I thought they are not allowing them completely, but apparently not. Yet in
general, Kickstarter has higher quality content than other platforms.

------
digitalpacman
Their video of "actual footage" is 100% edited after they shot it. That is NO
way actual unedited footage.

Also.
[https://store.3drobotics.com/products/iris](https://store.3drobotics.com/products/iris)

------
digisth
This is a great step. Things I'd like to see:

\- Real obstacle avoidance so it can work in urban areas so people could do
news / tour guide broadcasts like some people are doing on Periscope these
days.
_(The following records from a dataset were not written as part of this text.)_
PR #2120, opened 2026-05-19
feat(preview): scene stats / limits overlay for creators

### LINKED ISSUE #2410: Creator Hub: Scene Performance Limit Plugin
## Problem: 
In Mobile, content creators don't have clear scene performance indicators or caps to optimize against as they develop.

## Scope
Display a plugin in creator hub showing current scene measures and recommended limits (plus colours to indicate status), so creators can be aware of their scene limitations and optimize for mobile

## Acceptance Criteria
- [ ] In Creator Hub Mobile Preview Mode, a plugin is available to see the scene limits defined in #2368 as the creator develops.

### LINKED ISSUE #2451: [Bug] Mobile Preview: Debug Tools and Reload Buttons Missing
### Platform
Mobile Preview

### App Version
v1138

### Device Information
IPHONE 16E

### Issue description
In Mobile Preview, the Debug Tools and Reload buttons are missing from the UI.

### Expected behavior
Debug Tools and Reload buttons should be visible and accessible in Mobile Preview, as before.

Image

### Screenshots/Media
N/A

### Steps to reproduce
1. Open Mobile Preview
2. Look for Debug Tools and Reload buttons

### Occurrence
Always

---
Requested by Rodri via Slack

kuruk-mm:
## What

An **opt-in** on-screen **Scene Stats / Limits overlay** that gives content creators live feedback on how the previewed scene measures against resource budgets. It grew out of the Genesis Plaza performance audit (#2368), where scenes were shown to massively overshoot reasonable budgets (≈3 GB textures, 1.3k GltfContainers, 3.5k colliders) with no signal to the author.

**Enabled in preview** (`preview=` deeplink / preview realm), or in any realm via the **`scene-stats=true` deep link** (e.g. `decentraland://open?position=0,0&scene-stats=true`) — in **every build flavor, production included**, so creators can measure scenes on store builds. Without one of those triggers nothing is instantiated, so the zero-cost guarantee holds.

Toggle it with the **red monitor button** placed to the left of the camera (1st/3rd-person) button. Each metric is a progress bar:

- **green** — under the soft (recommended) limit
- **yellow** — between soft and hard
- **red + overpass %** (e.g. `200%`) — over the hard limit

## Metrics

**Per scene** (collected by walking the scene's `DclSceneNode` subtree, dedup by instance id with a per-mesh triangle cache; entities from `debug_list_entities`):
triangles · entities · bodies · geometries · materials · textures · colliders · **content size** · **external content** (url-textures + JS `fetch()` bytes, from the ResourceProvider's in-memory cache metadata).

**Whole app** (labeled as *not per-scene* — Godot shares one viewport):
memory (real process RSS) · draw calls · FPS.

## Limits

Defaults in `scene_limits.gd` (`FIXED_ABSOLUTE` model, seeded from the #2368 audit — **tunable, flagged for a review pass**). Bars go **green** under soft, **yellow** between soft and hard, **red + overpass %** above hard.

| Metric | Scope | Soft (warn) | Hard (max) |
|---|---|---:|---:|
| Triangles | per-scene | 1,000,000 | 1,200,000 |
| Entities | per-scene | 4,800 | 6,000 |
| Meshes (bodies) | per-scene | 2,400 | 3,000 |
| Geometries | per-scene | 1,000 | 2,000 |
| Materials | per-scene | 400 | 500 |
| Textures | per-scene | 400 | 500 |
| Colliders | per-scene | 1,200 | 1,500 |
| Content size | per-scene | 120 MB | 150 MB |
| External content | per-scene | 40 MB | 50 MB |
| Memory (process RSS) | whole-app | 1,638 MB | 2,048 MB |
| Draw calls | whole-app | 1,000 | 2,000 |
| PERFORMANCE *(inverse: higher is better)* | whole-app | 50 | 30 |

- **FPS** is an *inverse* metric: green at ≥ 50, yellow between 30–50, red below 30; its bar full-scale is computed at runtime (`dynamic_max`), and no overpass % is shown.
- **Memory** is a single unified row (phones have unified memory — GPU allocations live in the same pool), read as real process RSS via a passive Rust getter (`SceneManager.get_process_memory_mb()`); `Performance.MEMORY_STATIC` is compiled out of release/mobile templates and reported 0.
- A `PER_PARCEL` model (the canonical Decentraland per-parcel formula: 10k triangles / 200 entities / 300 bodies per parcel, log2-scaled materials/textures/geometries) is stubbed in `scene_limits.gd` but not active.

## Content size = real on-disk footprint
`content_size` measures what actually lives in `user://content` for the scene's content-mapping hashes, not the manifest size. A scene asset persists as raw `{hash}` (textures/audio/crdt/js), a runtime-processed `{hash}.scn` (the raw glb is *deleted* after processing — so the earlier raw-only sum under-reported to near-zero), or an optimized `{hash}-mobile.zip` pack (mobile: assets are mounted from the pack, no separate `.scn` on disk). The scan adds every file whose leading hash is in the mapping — the on-disk forms are mutually exclusive per hash, so nothing double-counts. Recomputed each tick, so it converges as assets download.

## Zero cost when not enabled (hard constraint)

The entire system — metric collection **and** UI — is instantiated **only when opted in**, behind `_is_in_preview_realm() or Global.deep_link_obj.scene_stats` in `explorer.gd:_update_scene_stats_ui()`. It works in **every build flavor including production** (so creators can measure scenes on store builds), but a normal run without the preview realm or the deep link creates nothing: no nodes, no timer, no polling, no allocation. The only Rust additions are passive: the `scene-stats` deep-link field and the `get_process_memory_mb()` getter — no default code path touched. The debug-tools row is hosted in a `SafeMarginContainer` (`use_top`/`use_right` with 110/12 px floors), so the overlay stays inside device safe-area insets (notch/punch-hole).

## Deep-link enable (`scene-stats=true`)

Plumbed the standard way (mirrors `safe_margin_debug`): pure-Rust `DeepLinkResult.scene_stats` field + `"scene-stats"` parse arm + unit tests in `lib/src/deep_link.rs`; `#[var] scene_stats: bool` in `lib/src/godot_classes/dcl_parse_deep_link.rs`, read as `Global.deep_link_obj.scene_stats`. Works for both `--fake-deeplink` (CLI) and real mobile deeplinks; retargets on scene change via the existing `_on_change_scene_id` path.

## Files

- **New** `godot/src/ui/components/utils/scene_limits.gd` — tunable fixed-absolute limit table (seeded from #2368) + a per-parcel model stub.
- **New** `godot/src/ui/components/utils/scene_stats_collector.gd` — per-scene subtree walk + on-disk content size + global Performance/RSS stats.
- **New** `godot/src/ui/components/organisms/scene_stats_panel/{scene_stats_panel.gd,.tscn}` — the overlay organism (bars, in-bar value text, red monitor toggle).
- **New** `godot/assets/ui/scene_stats_monitor.svg` (+ `.import`) — toggle icon.
- **Modify** `godot/src/ui/components/organisms/debug_panel/debug_panel.{gd,tscn}` — renamed "Console"; its Console/Reload-Scene buttons dock into the navbar next to the camera button; shares the right-aligned debug-tools row with the stats panel.
- **Modify** `godot/src/ui/explorer.gd` + `explorer.tscn` — preview/deep-link-gated instantiate/free + `_preview_scene_id()` + hook in `_update_preview_ui`; `%HBoxContainer_DebugTools` row hosting both tools.
- **Modify** `lib/src/deep_link.rs`, `lib/src/godot_classes/dcl_parse_deep_link.rs`, `godot/src/global.gd` — the `scene-stats=true` deep-link parameter.
- **Modify** `lib/src/tools/memory_monitor.rs`, `lib/src/scene_runner/scene_manager.rs` — passive `get_process_memory_mb()` (RSS on linux/android via `/proc/self/statm`, `phys_footprint` on iOS, `mach_task_basic_info` on macOS).

## Test plan (mobile)

Works in **any build flavor** (dev, staging, and prod) — the overlay only appears via the deeplinks below. Grab the Android APK from this PR's build-report comment, or the TestFlight build (`build` label). Open the links below **on the phone** (they are universal links), or push one via adb:

```bash
adb shell am start -a android.intent.action.VIEW -d "'https://mobile.dclexplorer.com/?preview=raft.dcl.eth'"
```

### 1. Preview Worlds (overlay auto-shows)

`preview=<name>.dcl.eth` loads the World **as the preview realm**, which is what enables the overlay — no extra param needed.

- [ ] `https://mobile.dclexplorer.com/?preview=dclexperience2.dcl.eth`
- [ ] `https://mobile.dclexplorer.com/?preview=raft.dcl.eth`
- [ ] One or two more Worlds of the tester's choice (`https://mobile.dclexplorer.com/?preview=<world>.dcl.eth`) — pick scenes of different weight to compare readings.

For each: the overlay appears on load; the red monitor button toggles it (navbar order [Console] [Reload Scene] [monitor] [camera] [profile]); rows refresh (~1.5 s); over-hard rows go red with an overpass % + ⚠.

### 2. Compare against Genesis Plaza (forced overlay outside preview)

- [ ] `https://mobile.dclexplorer.com/?position=0,0&scene-stats=true` — overlay shows in Genesis City on the dev build; compare its numbers with the Worlds above.

### 3. Row-level checks (on any of the scenes above)

- [ ] **Content size** is non-zero and converges as assets download (counts the `-mobile.zip` optimized packs — regression: used to read ~0 on mobile).
- [ ] **External content** populates on scenes that pull url-textures / `fetch()` (Genesis Plaza reads ~54 MB) and stays 0 on scenes that don't.
- [ ] **Memory** shows real process RSS (regression: read 0 on mobile) and is the same across scenes — it's a whole-app row.
- [ ] Per-scene rows (triangles/entities/meshes/…) differ between the scenes — confirms per-scene scoping.
- [ ] Performance (FPS) row inverse coloring: green ≥ 50, yellow 30–50, red < 30, no overpass %.

### 4. Gating & safe area

- [ ] Genesis City **without** `scene-stats=true` → no overlay and no monitor button.
- [ ] Production/store build: the deeplinks above DO show the overlay (works in every flavor); without them, nothing is instantiated.
- [ ] Notched / punch-hole device: the stats row sits fully inside the safe area in landscape (not under the camera cutout).

## Notes

- Limit numbers in `scene_limits.gd` are **tunable defaults** flagged for a review pass.
- Global metrics (memory/draw calls/FPS) are whole-app, not per-scene; in a single-scene preview they closely track the scene + its avatars.

image


leanmendoza:
### Review: overlaps with existing code

The panel/UX and the per-scene *budget* framing are genuinely new, and the deep-link plumbing is clean. But a good chunk of the collection logic reimplements code that already exists — flagging it before it becomes a 4th copy.

**1. Process-memory reader (Rust) — near copy-paste.** `used_memory_mb()` re-writes all 4 platforms, each already present:
- iOS `phys_footprint` via `proc_pid_rusage(RUSAGE_INFO_V2)` → identical to `read_footprint_mb()` in the *same file* (`memory_monitor.rs:276`).
- Android/Linux `/proc/self/statm` RSS → same as `read_available_mb()` (`memory_monitor.rs:299`).
- macOS `mach_task_basic_info`/`task_info` → near-verbatim copy of `benchmark_report.rs:569` `get_process_memory_usage_mb` (same struct, externs, `MACH_TASK_BASIC_INFO = 20`).

Suggest one shared `used_memory_mb()` in `memory_monitor.rs` and have `benchmark_report` call it. The new `get_process_memory_mb()` `#[func]` is fine — no RSS entry point to GDScript existed before.

**2. Scene-resource walk (GDScript) — already implemented ~3x.** Mesh/material/texture counting via subtree walk + `Performance.get_monitor(...)` exists in `addons/dcl_dev_tools/.../resource_counter/resource_counter.gd`, `tools/gp_benchmark_runner.gd` (`_walk_for_dedup`/`_count_node_types`), persisted by `benchmark_report.rs`. Whole-app HUD (FPS/draw calls/VRAM/mem) is also `tool/performance_monitor.gd` (`class_name PerformanceMonitor`), just not wired into the app. Per-scene entity count already lives in `tool/debug_server/debug_collector.gd:32` (`collect_scenes_summary`). Genuinely new: triangles, colliders, and single-scene scoping — could be layered onto `DebugCollector`/`resource_counter` instead of a new walker.

**3. Content size (GDScript) — re-scans disk each tick.** `content_bytes()` re-stats `user://content` every 1.5s, but `resource_provider.rs` already holds per-file sizes in memory (`FileMetadata.file_size`, `existing_files`, `total_size()`), exposed as `get_cache_folder_total_size()`/`get_cache_size_mb()` (`content_provider.rs:1865/1871`, used in `settings.gd:406`). Only the per-scene filter is new — better as a per-scene accessor on `ResourceProvider` summing cached sizes for the scene's hashes.

Nit: `label_ram` in `explorer.gd` is dead (only ever `.visible = false`) — good candidate to retire alongside this.

Net: the feature is worth having; the ask is to build it on the existing collectors rather than duplicating them (memory reader is the quickest win).

leanmendoza (changes requested):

Rather than holding your phone up in front of you (which gives you a
pretty shaky video), you could just tell it to follow you while you talk to it

\- A sliding viewfinder that stays on your "face side" so you could see
exactly what is being shot at all times.

\- The ability to stream the video to another device (like your phone attached
to an external HDD) would make it so you could shoot longer form stuff - maybe
even complete solo movies, like some of those Assassin's Creed-esque parkour
videos.

------
jjwiseman
I applied to YC with a speech interface for drones, one application of which
would be hands-free operation of selfie drones like this. E.g., if you're
mountain biking you probably don't want to take one hand off the handlebars
and try to press the button on the remote that means "Switch to leading shot".
Instead, you'd just talk into your earbud: "Switch to leading shot" or "Climb
to 100 feet", or more complex cinematographic instructions like "Pan from me
to tracker B"

Especially in the extreme sports selfie video genre, hands-free operation
would be a big advantage.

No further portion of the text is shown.